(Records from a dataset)
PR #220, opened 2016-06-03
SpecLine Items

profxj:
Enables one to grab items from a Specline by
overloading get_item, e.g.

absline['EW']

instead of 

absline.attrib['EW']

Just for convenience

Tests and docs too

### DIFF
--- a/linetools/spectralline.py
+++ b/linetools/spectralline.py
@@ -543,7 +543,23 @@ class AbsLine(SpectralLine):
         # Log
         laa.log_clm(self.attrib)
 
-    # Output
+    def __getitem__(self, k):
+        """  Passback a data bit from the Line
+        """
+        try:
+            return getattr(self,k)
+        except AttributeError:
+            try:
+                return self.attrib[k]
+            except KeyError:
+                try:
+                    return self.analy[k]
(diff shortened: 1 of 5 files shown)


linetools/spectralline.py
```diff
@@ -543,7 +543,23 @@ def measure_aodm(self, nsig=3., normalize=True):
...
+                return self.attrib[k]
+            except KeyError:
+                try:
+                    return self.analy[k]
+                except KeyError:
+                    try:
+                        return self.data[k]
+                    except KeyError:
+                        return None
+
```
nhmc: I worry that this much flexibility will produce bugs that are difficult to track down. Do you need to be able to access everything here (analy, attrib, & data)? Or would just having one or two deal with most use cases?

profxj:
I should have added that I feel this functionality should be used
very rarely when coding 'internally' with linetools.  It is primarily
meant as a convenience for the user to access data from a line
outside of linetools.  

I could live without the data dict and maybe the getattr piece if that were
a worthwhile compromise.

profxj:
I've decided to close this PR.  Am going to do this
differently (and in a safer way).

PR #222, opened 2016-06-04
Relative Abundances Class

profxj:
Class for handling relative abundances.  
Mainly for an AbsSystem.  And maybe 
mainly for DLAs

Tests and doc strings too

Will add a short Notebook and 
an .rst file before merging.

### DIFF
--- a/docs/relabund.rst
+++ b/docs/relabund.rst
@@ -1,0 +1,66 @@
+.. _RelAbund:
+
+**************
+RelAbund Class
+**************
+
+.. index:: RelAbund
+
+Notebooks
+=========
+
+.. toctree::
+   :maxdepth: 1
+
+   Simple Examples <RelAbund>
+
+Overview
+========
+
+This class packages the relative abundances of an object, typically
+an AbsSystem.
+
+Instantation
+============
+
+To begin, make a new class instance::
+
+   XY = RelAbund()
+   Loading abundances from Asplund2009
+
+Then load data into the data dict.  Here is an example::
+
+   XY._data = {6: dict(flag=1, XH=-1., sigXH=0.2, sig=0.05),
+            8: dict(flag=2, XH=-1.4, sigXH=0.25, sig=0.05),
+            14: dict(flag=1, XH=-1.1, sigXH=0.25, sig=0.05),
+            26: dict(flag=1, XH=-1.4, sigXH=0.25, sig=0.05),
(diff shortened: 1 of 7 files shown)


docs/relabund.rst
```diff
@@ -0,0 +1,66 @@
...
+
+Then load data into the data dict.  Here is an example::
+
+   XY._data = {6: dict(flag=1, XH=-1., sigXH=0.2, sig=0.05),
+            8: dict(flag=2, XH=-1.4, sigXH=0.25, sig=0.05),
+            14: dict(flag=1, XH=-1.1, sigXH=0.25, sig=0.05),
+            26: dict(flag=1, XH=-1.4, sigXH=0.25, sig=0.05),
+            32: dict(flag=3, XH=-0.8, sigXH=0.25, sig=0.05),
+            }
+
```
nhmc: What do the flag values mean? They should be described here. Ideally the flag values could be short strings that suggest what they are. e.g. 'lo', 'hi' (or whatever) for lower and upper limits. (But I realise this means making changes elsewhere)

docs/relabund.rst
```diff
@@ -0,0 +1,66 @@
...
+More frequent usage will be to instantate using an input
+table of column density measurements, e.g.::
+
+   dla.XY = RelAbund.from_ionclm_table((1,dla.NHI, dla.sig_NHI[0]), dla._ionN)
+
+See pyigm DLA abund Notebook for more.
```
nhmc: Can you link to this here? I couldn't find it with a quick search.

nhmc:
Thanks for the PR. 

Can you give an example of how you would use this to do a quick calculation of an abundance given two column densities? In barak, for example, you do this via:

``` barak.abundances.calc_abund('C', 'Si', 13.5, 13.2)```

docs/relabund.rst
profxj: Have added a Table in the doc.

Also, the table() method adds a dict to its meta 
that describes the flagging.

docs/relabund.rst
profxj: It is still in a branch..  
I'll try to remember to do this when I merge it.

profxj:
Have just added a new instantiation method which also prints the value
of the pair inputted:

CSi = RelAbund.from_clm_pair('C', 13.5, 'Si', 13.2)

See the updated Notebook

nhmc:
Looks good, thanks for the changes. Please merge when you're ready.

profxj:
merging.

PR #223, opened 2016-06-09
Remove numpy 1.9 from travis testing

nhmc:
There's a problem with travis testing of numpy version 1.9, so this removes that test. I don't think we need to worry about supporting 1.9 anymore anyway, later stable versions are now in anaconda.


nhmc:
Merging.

WORK INSTRUCTION: Return every line from the entries that holds the string "merge".

RESPONSE BOX:
I'll try to remember to do this when I merge it.
Looks good, thanks for the changes. Please merge when you're ready.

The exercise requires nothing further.